It'll be chilly when Hurricanes play in Pinstripe Bowl, but that's OK, Richt says

'We're getting used to it,' Richt says of rematch against cold-adjusted Badgers

By Peter Burke - Managing Editor
Courtesy of New York Yankees

Wisconsin Badgers head coach Paul Chryst and Miami Hurricanes head coach Mark Richt pose for a photograph at Yankee Stadium, where their teams will meet in the Pinstripe Bowl, Dec. 4, 2018, in New York.

NEW YORK - Bring on the snow.

That may seem like a perfectly normal response from Wisconsin fans, but when it comes to Miami, trading the sunshine for frigid temperatures and the possibility of snowfall wouldn't seem like an appealing way to spend the bowl season.

But that's just what head coach Mark Richt and the Hurricanes are embracing when they travel to New York to take on the Badgers in the Pinstripe Bowl at Yankee Stadium later this month.

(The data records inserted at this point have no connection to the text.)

PR #128, opened 2021-08-01
Feature/123

### LINKED ISSUE #123: Middleware can no longer accept arguments

josephmancuso:
Closes #123

### DIFF
--- a/src/masonite/middleware/middleware_capsule.py
+++ b/src/masonite/middleware/middleware_capsule.py
@@ -40,14 +40,16 @@ class MiddlewareCapsule:
 
     def run_route_middleware(self, middlewares, request, response, callback="before"):
         for middleware in middlewares:
-            if ':' in middleware:
-                middleware_to_run, arguments = middleware.split(':')
+            if ":" in middleware:
+                middleware_to_run, arguments = middleware.split(":")
                 arguments = (arguments,)
             else:
                 middleware_to_run = middleware
                 arguments = ()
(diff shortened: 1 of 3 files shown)


src/masonite/providers/RouteProvider.py
```diff
@@ -33,32 +33,23 @@ def boot(self):
         )
         if route:
             request.load_params(route.extract_parameters(request.get_path()))
-            Pipeline(request, response).through(
-                self.application.make("middleware").get_route_middleware(
-                    route.list_middleware
-                ),
-                handler="before",
+            self.application.make("middleware").run_route_middleware(
```
girardinsamuel, line 36: I like this !!!

src/masonite/middleware/middleware_capsule.py
```diff
@@ -37,3 +37,19 @@ def get_route_middleware(self, keys=None):
...
+                arguments = (arguments,)
+            else:
+                middleware_to_run = middleware
+                arguments = ()
+            route_middlewares = self.get_route_middleware([middleware_to_run])
+            for route_middleware in route_middlewares:
+                middleware_response = getattr(route_middleware(), callback)(
+                    request, response, *arguments
+                )
+                if middleware_response != request:
```
girardinsamuel, line 54: Route middlewares returns request when everything is okay ? I was thinking they would return `response` ? 🤔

"A couple games ago we were 5-5 and just trying to make it to a bowl, period," Richt said during a news conference Tuesday in New York City.

The Hurricanes (7-5) finished the season strong, winning their final two games to become bowl eligible for the third consecutive season under Richt.

This will be Miami's first game in New York City since the 1962 Gotham Bowl. The Hurricanes lost to Nebraska 36-34 at the old Yankee Stadium.

Although the Hurricanes didn't set their sights on the Pinstripe Bowl when the season began, Richt sees it as a worthy destination against a quality adversary. Not only that, but it's convenient for recruiting.

"We've actually got some kids in this area that we're looking at," Richt said.

Even though the Hurricanes lost to Wisconsin 34-24 in last year's Orange Bowl, Richt said his players aren't focused on payback.

"I think the media will be probably trying to talk about payback, but I think our guys are just going to be excited about the bowl experience and getting a chance to play a great team," Richt said.

Mike Ehrmann/Getty Images

Wisconsin Badgers running back Jonathan Taylor fumbles during the first quarter of the Orange Bowl against the Miami Hurricanes.

Miami's defense -- ranked second nationally -- will be tested by Wisconsin running back Jonathan Taylor, who is a finalist for the Doak Walker Award. Taylor has rushed for 1,989 yards on 280 carries and scored 15 touchdowns.

It will be a sort of homecoming for Taylor, who played high school football in neighboring New Jersey.

"You talk about playing in Yankee Stadium -- and we know we're playing football, but it's still one of those iconic stadiums -- and I think for him it really doesn't matter if you're from the East Coast or not, you know, it's one of those opportunities," Wisconsin head coach Paul Chryst said. "And then when you get to do that against a team and a program that you respect a ton, our guys will be excited."
The average high temperature in New York in December is 44 degrees, a far cry from the 79-degree average in Coral Gables, but Richt said the Hurricanes are no strangers to the cold.

"We've played at BC this year. We've played in Atlanta, which is very chilly. …Virginia Tech was pretty cold, too," Richt said. "So, you know, we're getting used to it."

Still, Richt plans to expose his players to the cold plenty and often during their stay in the Big Apple.

"Sometimes I think it's easier to go from the heat to the cold than the cold to the heat," he said.

The Badgers (7-5) won't need to acclimate to the climate, but Chryst said he doesn't expect it to be a factor in the outcome.

"I think that, you know, certainly we're used to it, but what's beautiful about the game, and particularly this one, is it comes down to what happens between the lines," Chryst said. "Our whole goal and objective is to get our team ready to play against a really good, talented and well-coached Miami team."